In the little time remaining, Argentina desperately sought to send the game to penalties but there was no way back, not for Messi — who ballooned a free-kick over the bar — or anyone else in blue, as Germany finally secured their fourth World Cup and their supporters acclaimed the achievement long and loud into the sultry Rio night.
Subs for Germany: Schurrle for Kramer 32, Gotze for Klose 88, Mertesacker for Ozil 120.
Subs for Argentina: Aguero for Lavezzi 45, Palacio for Higuain 78, Gago for Perez 88.
Referee: Nicola Rizzoli.
Germany suffer a setback 10 minutes before kick-off as Sami Khedira picks up an injury in the pre-match warm-up. The Real Madrid midfielder is replaced by Christoph Kramer.
Gonzalo Higuain squanders a glorious chance as he scuffs horribly wide after being put clean through by a woefully misplaced header by Germany’s Toni Kroos.
Bastian Schweinsteiger becomes the first player of the night to be booked, for a foul on Ezequiel Lavezzi.

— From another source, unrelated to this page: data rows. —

PR #96221, opened 2026-07-25
Fix dev overlay symbolication for project paths needing percent-encoding

gaearon:
In a project whose absolute path contains characters that percent-encode in URLs — e.g. a space — the dev overlay showed no code frame and raw `file://` URLs instead of source locations for server frames.

Two encoding mismatches caused this:

- Turbopack's `trace_source` percent-decoded the source map's original file URL before comparing it against the still-encoded project root URI, so the containment check failed ("Original file ... outside project") for any project path with such characters. The comparisons now stay in the encoded domain and only the outputs are decoded back into paths.

- React synthesizes stack frame `file:` URLs by prepending the scheme to a filesystem path, so the overlay receives URLs with e.g. raw spaces. These aren't well-formed, and they don't match the `url.pathToFileURL` form Node.js keys its source map cache by. The overlay middleware now re-encodes them through WHATWG URL parsing, which tolerates such input.

## Test Plan

New tests.

Known cases that remain broken are commented out with a TODO.
These could be resolved if https://github.com/react/react/pull/37105 or equivalent lands.

## Before

Screenshot 2026-07-25 at 14 39 18

## After

Screenshot 2026-07-25 at 14 58 14

### DIFF
--- a/crates/next-napi-bindings/src/next_api/project.rs
+++ b/crates/next-napi-bindings/src/next_api/project.rs
@@ -2343,10 +2343,8 @@ async fn project_trace_source_operation(
 
     let (original_file, line, column, method_name, is_ignored) = match token {
         Token::Original(token) => (
-            match urlencoding::decode(&token.original_file)? {
-                Cow::Borrowed(_) => token.original_file,
-                Cow::Owned(original_file) => RcStr::from(original_file),
-            },
+            // Still percent-encoded, like the URIs it's compared against.
+            token.original_file,
             // JS stack frames are 1-indexed, source map tokens are 0-indexed
             Some(token.original_line + 1),
             Some(token.original_column + 1),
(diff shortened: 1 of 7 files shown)


test/e2e/app-dir/server-source-maps/special-project-paths.test.ts
```diff
@@ -0,0 +1,69 @@
...
+  })
+}
+
+createSuite('space dir')
+createSuite('ünïcode-dir')
+createSuite('bracket [dir]')
+// TODO(veil): Make these pass. Both need React's fake stack frame filename
+// virtualization to round-trip losslessly.
+// createSuite('percent%20dir')
+// createSuite('hash#dir')
```
unstubbable: Can we instead mark them with `it.failing` so CI will remind us to enable them in the PR for the React sync?

unstubbable (approved):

Higuain thinks he’s put Argentina in front after turning Lavezzi’s cross past Manuel Neuer. However, his celebrations are cut short as a late — but correct — flag sees the ‘goal’ ruled out for offside.
Eleventh-hour call-up Kramer, who had been struggling to shake off the effects of a head injury, is forced off and replaced by Andre Schurrle.
Benedikt Howedes is booked for a horrendous tackle on Pablo Zabaleta.
45 + 1
A dramatic finale to the first half as Howedes’ header hits the post, strikes an offside Thomas Muller’s leg and rolls into Sergio Romero’s hands.
Argentina make a half-time change as Sergio Aguero replaces Lavezzi.
Lionel Messi gets played through by Lucas Biglia but his scuffed effort rolls agonisingly wide. A big chance missed.
Javier Mascherano goes into referee Nicola Rizzoli’s book after fouling Miroslav Klose.
Aguero quickly joins Mascherano in the book as the temperature rises.
The luckless Higuain is replaced by Rodrigo Palacio.
Argentina coach Alejandro Sabella makes his final change, bringing on Fernando Gago for Enzo Perez.
The World Cup’s most prolific striker, Miroslav Klose, is replaced by Mario Gotze as extra-time beckons.
A dramatic start to extra-time as Schurrle’s shot forces a save from Romero.
Palacio has a glorious chance to break the deadlock as his lob beats Neuer but drops wide.
GOAL. Germany make the breakthrough as Mario Gotze is found by fellow substitute Schurrle, brings the ball down on his chest and fires his volley past Romero.
Germany shore up the defence by bringing defender Per Mertesacker on for midfielder Mesut Ozil.
Argentina are awarded a late chance to force penalties but Messi’s free-kick is high, wide and not so handsome. Moments later the final whistle blows and Germany are champions.